§ **Your goal**: Needed from the data below: every line from the one with "I've been keeping" up to and including the one with "Landing 2.0 - Use superscript exponents", repeated exactly and with nothing else.

Data supplied START

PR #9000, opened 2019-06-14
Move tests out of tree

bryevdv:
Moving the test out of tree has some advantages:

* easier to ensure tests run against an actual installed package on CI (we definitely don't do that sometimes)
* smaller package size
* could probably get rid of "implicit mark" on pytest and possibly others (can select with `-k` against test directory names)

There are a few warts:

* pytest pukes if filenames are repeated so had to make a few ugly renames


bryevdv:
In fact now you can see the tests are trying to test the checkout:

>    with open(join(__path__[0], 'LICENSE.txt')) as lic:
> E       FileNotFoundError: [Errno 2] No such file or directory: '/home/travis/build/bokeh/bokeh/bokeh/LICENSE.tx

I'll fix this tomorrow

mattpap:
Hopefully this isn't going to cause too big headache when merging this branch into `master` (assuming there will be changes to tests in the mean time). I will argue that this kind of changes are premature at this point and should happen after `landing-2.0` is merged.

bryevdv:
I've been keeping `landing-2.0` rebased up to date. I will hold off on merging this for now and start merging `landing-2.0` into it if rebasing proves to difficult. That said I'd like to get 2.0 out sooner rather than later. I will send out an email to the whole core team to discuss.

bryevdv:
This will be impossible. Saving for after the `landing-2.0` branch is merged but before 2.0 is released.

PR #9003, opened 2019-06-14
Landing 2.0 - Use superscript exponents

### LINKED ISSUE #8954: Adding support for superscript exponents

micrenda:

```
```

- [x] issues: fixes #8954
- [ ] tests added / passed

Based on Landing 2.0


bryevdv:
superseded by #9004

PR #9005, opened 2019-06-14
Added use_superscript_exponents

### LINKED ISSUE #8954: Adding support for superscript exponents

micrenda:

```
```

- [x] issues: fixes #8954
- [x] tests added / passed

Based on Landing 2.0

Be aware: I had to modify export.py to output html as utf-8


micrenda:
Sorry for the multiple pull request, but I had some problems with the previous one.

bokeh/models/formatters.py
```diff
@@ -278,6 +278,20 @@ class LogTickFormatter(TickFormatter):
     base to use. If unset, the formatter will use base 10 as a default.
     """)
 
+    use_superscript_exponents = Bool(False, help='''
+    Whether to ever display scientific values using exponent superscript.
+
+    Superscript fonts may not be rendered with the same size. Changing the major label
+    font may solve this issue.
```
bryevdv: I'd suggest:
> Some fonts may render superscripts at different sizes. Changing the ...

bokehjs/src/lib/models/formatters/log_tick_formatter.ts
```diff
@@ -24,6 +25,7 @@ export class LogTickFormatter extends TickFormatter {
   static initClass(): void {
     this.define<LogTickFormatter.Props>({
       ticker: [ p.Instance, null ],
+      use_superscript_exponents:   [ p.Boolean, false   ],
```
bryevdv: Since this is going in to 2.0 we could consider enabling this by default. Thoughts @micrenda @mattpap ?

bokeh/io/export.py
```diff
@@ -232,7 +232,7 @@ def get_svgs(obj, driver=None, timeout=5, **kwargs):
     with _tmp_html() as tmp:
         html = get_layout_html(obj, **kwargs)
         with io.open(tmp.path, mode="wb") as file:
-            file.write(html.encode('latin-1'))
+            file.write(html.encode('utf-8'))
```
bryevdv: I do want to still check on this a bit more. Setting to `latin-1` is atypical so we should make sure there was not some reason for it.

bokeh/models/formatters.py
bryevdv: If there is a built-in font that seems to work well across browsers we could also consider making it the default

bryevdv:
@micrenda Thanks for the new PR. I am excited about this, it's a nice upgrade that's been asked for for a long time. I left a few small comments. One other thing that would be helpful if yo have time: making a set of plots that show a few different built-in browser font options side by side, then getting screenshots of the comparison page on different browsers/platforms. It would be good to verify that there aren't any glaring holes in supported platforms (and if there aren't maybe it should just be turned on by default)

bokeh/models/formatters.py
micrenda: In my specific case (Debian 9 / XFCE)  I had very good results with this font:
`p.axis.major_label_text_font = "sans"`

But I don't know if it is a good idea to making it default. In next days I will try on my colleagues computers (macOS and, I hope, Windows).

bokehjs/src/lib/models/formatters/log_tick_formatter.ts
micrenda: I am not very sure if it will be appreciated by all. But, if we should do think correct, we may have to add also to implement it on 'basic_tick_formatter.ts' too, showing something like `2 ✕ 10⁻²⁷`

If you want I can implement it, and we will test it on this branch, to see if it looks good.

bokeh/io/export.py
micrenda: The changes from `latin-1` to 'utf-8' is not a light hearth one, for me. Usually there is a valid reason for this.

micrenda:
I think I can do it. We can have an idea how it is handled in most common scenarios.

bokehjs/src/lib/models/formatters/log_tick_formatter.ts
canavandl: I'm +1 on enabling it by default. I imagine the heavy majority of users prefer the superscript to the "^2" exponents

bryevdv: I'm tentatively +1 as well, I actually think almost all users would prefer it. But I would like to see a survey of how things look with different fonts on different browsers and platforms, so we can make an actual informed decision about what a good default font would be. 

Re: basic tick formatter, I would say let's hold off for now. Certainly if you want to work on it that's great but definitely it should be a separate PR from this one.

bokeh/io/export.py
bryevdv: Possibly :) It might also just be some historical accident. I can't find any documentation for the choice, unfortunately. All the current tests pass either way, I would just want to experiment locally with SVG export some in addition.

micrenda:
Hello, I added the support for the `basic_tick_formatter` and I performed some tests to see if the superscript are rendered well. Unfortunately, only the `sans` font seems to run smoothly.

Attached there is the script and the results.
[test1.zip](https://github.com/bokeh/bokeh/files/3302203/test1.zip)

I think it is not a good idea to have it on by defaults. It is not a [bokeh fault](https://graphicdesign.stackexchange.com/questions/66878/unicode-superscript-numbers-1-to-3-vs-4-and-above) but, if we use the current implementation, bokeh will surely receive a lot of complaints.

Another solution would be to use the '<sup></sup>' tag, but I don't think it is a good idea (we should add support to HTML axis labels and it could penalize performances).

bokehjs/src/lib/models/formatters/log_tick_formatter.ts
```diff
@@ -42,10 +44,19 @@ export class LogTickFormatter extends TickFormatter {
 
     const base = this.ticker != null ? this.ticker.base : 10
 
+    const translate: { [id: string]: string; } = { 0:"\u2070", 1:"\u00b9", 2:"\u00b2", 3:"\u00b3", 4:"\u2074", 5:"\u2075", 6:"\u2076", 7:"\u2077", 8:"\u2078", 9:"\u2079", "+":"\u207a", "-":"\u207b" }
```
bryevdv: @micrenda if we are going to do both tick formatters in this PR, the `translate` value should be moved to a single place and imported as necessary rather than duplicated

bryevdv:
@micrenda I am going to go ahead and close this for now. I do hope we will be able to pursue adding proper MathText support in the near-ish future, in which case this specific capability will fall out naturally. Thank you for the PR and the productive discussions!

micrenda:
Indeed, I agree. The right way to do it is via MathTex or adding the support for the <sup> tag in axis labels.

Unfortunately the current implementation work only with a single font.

Data supplied END

§ **Written reply**:
I've been keeping `landing-2.0` rebased up to date. I will hold off on merging this for now and start merging `landing-2.0` into it if rebasing proves to difficult. That said I'd like to get 2.0 out sooner rather than later. I will send out an email to the whole core team to discuss.

bryevdv:
This will be impossible. Saving for after the `landing-2.0` branch is merged but before 2.0 is released.

PR #9003, opened 2019-06-14
Landing 2.0 - Use superscript exponents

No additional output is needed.